The right to exercise the option may get vested in the employee in the next future date/s.
The dates on which the employee becomes entitled to exercise the right to acquire the
shares is called as “vesting date.” The rights may vest fully or partially over the vesting
period. For example, an employee is given 1000 options on 31st March, 2016 which can
be exercised in phases like 20% on completion of one year, 30% on completion of second
year and the balance on completion of the third year from the date of such grant. So in the
instant case, the vesting dates for 200 options is 1st April, 2017, for 300 shares it is 31st
March 2018 and for balance 500 shares it is 31st March 2019. The plan may stipulate
same or different grant price or exercise price for such vesting.
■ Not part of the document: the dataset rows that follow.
PR #4897, opened 2025-05-30
Webrtc client for Android, JS and WasmJs targets

zibet27:
**Subsystem**
Client

**Motivation**

**Solution**
The solution contains a common KMP interface that allows 
- Create WebRTC Clients
- Establish peer connections 
- Send audio and video tracks (tracks are tightly bound to the protocol, so they were also included)
- Listen for ICE candidates, remote tracks, and connection status changes
- Obtain continuous connection statistics, etc

The API is "up to Ktor standards" and utilises flows and coroutines rather than callbacks. It is unified across those platforms (configs are custom for all engines), but still allows access to native objects if some custom logic is needed.

There are integration tests that 
- Use Karma (which is already run on the CI) for JS and Wasm srcsets (establish a real connection, but uses mock tracks)
- Require emulator (androidInstrumentedTests) for Android and use emulated camera and audio, so it could be problematic to run it on the CI. To make it unit tests, we can mock the Android API here, but the getstream-webrtc build, which is used under the hood, has only native libraries compiled for Android arm.

TODO:
- Add [datachannels](https://developer.mozilla.org/en-US/docs/Web/API/WebRTC_API/Using_data_channels) to the API, which could be useful for some applications.
- Add docs and more comments.

Example project that uses AndroidWebRTCEngine: [ktor-chat](https://github.com/ktorio/ktor-chat/pull/6)

### DIFF
--- a/kotlin-js-store/yarn.lock
+++ b/kotlin-js-store/yarn.lock
@@ -82,6 +82,11 @@
     "@jridgewell/resolve-uri" "^3.1.0"
     "@jridgewell/sourcemap-codec" "^1.4.14"
 
+"@js-joda/core@3.2.0":
+  version "3.2.0"
+  resolved "https://registry.yarnpkg.com/@js-joda/core/-/core-3.2.0.tgz#3e61e21b7b2b8a6be746df1335cf91d70db2a273"
+  integrity sha512-PMqgJ0sw5B7FKb2d5bWYIoxjri+QlW/Pys7+Rw82jSH0QN3rB05jZ/VrrsUdh1w4+i2kw9JOejXGq/KhDOX7Kg==
+
 "@puppeteer/browsers@1.8.0":
   version "1.8.0"
   resolved "https://registry.yarnpkg.com/@puppeteer/browsers/-/browsers-1.8.0.tgz#fb6ee61de15e7f0e67737aea9f9bab1512dbd7d8"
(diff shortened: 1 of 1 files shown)


build-settings-logic/settings.gradle.kts
```diff
@@ -2,6 +2,14 @@
  * Copyright 2014-2024 JetBrains s.r.o and contributors. Use of this source code is governed by the Apache 2.0 license.
  */
 
+pluginManagement {
+    repositories {
+        google()
+        mavenCentral()
+        gradlePluginPortal()
+    }
+}
```
osipxd, line 11: I think this `pluginManagement` block can be removed as we don't apply any plugins from custom repositories to the `build-settings-logic` project

gradle.properties
```diff
@@ -67,6 +67,7 @@ kotlin.daemon.useFallbackStrategy=false
 # Enable new project model to be prepared for enabling isolated projects
 # TODO: Remove when we enable isolated projects in Gradle
 kotlin.kmp.isolated-projects.support=enable
+android.useAndroidX=true
```
osipxd, line 70: Minor. Let's separate it from Kotlin properties with blank line and comment
```suggestion

# Android
android.useAndroidX=true
```

ktor-client/ktor-client-webrtc/build.gradle.kts
```diff
@@ -0,0 +1,90 @@
...
+    id("com.android.library")
+    id("kotlinx-serialization")
+    id("ktorbuild.project.library")
+}
+
+kotlin {
+    jvmToolchain(17)
+
+    androidTarget {
+        publishLibraryVariants("release")
```
osipxd, line 21: This could be moved to the place where we declare `androidTarget` the first time, as it will be needed for any android module.

osipxd (commented):
For now I left only comments for infrastructure tings. But I should check it again after migration to KMP Android plugin

zibet27:
> oooook 😅 before I even start to review this, may I ask you to split this PR into at least 4 others: Infra changes, Android support, JS, WasmJs. If there is an overlap between those 3 targets, then also Core (so 5 PRs). Then in each of them, please make clean git history, so that the changes can be reviewed commit by commit. The last point is not very strict, so don't bother yourself too much, but nonetheless keep in mind that commit history should easily readable.

Sure, I agree it was too much code inside one PR!
I partitioned it into common, js, wasmJs and android parts, so I will close this PR. I also added some documentation.
- [Common API + tests](https://github.com/ktorio/ktor/pull/4902)
- [JS Engine](https://github.com/ktorio/ktor/pull/4903)
- [WasmJS Engine](https://github.com/ktorio/ktor/pull/4904)
- [Android Engine](https://github.com/ktorio/ktor/pull/4905)

zibet27:
This PR was split into 4 smaller ones.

The grant price or the
price at which the employee can buy the share from the company is generally fixed and is
generally substantially lower than the prevailing market price of the shares in case the
shares are listed.
Since the employee is given just an option without any obligation attached to it, it is not
mandatory for the employee to exercise the option. The employee may decide to exercise
the option or may decide to let the option lapse in case the prevailing price of the shares is
lower than the exercise price. The employee is given a time period during which the he
has to exercise the option failing which the vested rights may lapse. The date on which
the employees exercise their option to buy the shares is known as ‘exercise date’.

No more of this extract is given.